What you should do » Collect each line of the records containing the string "convert".

Records to process »

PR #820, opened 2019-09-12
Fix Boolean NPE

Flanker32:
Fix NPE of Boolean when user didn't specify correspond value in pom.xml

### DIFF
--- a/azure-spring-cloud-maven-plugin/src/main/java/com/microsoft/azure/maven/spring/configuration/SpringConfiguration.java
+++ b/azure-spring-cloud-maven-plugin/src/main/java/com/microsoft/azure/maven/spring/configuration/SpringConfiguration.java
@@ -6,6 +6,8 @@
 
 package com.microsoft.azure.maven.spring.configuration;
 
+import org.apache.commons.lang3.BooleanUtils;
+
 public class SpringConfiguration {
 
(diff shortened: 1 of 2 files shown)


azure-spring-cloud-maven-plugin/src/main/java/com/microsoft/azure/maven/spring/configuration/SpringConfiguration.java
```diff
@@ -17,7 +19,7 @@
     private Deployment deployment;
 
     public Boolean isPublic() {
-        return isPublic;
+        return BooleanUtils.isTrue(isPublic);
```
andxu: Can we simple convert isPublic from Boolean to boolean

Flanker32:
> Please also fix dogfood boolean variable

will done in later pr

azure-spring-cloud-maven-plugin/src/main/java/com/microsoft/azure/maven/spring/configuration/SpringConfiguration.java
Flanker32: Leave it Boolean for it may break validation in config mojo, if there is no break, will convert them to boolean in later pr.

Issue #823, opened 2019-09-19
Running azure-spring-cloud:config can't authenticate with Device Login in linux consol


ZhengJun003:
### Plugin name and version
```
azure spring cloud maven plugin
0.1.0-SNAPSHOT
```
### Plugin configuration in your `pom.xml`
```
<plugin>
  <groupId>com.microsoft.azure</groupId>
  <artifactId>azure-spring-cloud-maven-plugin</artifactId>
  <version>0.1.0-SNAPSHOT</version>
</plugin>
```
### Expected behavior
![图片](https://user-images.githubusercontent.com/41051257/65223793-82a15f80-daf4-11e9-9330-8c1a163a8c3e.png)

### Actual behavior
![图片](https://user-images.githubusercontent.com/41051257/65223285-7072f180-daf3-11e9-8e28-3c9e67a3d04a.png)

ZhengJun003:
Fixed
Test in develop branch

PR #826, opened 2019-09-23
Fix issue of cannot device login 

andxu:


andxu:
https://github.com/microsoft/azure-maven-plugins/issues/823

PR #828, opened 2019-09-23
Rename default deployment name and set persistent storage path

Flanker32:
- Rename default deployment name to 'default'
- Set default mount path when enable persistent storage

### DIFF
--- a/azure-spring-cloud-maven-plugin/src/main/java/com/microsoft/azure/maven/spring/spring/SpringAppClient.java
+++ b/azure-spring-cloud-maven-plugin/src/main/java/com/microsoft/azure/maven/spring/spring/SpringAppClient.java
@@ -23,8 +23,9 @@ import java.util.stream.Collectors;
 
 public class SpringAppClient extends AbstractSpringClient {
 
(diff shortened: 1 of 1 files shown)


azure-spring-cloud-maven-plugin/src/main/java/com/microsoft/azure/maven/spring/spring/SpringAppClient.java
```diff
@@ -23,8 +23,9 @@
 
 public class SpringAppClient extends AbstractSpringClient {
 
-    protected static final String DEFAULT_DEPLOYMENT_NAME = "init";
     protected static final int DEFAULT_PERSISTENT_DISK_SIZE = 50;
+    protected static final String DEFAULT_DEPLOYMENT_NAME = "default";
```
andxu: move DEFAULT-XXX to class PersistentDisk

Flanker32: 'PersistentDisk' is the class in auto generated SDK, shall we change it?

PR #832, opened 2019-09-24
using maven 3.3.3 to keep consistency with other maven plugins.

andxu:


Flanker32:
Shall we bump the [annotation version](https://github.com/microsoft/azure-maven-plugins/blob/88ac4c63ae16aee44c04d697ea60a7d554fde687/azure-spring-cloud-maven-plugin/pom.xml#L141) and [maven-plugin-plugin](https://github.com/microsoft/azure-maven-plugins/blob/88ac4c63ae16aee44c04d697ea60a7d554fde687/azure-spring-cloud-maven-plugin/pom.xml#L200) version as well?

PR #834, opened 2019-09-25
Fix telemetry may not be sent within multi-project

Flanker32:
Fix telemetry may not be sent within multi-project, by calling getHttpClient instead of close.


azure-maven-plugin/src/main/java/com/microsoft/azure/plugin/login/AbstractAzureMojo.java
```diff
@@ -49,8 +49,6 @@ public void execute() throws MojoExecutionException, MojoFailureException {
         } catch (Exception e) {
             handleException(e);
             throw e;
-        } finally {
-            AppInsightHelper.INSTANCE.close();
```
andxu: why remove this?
---
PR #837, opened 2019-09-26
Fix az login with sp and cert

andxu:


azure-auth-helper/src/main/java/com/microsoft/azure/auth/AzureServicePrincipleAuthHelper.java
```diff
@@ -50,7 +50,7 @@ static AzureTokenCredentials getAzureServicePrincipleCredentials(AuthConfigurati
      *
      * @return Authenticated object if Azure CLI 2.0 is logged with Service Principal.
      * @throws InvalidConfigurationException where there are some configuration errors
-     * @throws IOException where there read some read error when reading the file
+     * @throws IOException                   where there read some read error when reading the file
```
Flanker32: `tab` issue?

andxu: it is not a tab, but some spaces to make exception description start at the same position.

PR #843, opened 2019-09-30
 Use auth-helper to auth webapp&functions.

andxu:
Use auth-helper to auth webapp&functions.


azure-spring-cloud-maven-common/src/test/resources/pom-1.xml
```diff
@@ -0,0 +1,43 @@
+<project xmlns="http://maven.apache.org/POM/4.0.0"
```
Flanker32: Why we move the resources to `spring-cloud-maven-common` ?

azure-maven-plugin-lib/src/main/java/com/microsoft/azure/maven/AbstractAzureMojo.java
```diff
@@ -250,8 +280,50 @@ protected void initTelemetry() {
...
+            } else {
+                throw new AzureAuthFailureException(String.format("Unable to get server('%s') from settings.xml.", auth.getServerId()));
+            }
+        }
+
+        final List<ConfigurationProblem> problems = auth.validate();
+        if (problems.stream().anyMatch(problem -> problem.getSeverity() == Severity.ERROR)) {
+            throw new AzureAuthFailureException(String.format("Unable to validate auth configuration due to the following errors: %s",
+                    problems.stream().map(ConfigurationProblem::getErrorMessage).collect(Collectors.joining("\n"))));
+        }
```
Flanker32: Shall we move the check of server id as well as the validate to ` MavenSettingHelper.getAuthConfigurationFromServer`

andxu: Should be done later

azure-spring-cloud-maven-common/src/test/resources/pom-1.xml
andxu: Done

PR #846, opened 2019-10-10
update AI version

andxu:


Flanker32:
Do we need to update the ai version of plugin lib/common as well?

Written solution »
andxu: Can we simple convert isPublic from Boolean to boolean
Flanker32: Leave it Boolean for it may break validation in config mojo, if there is no break, will convert them to boolean in later pr.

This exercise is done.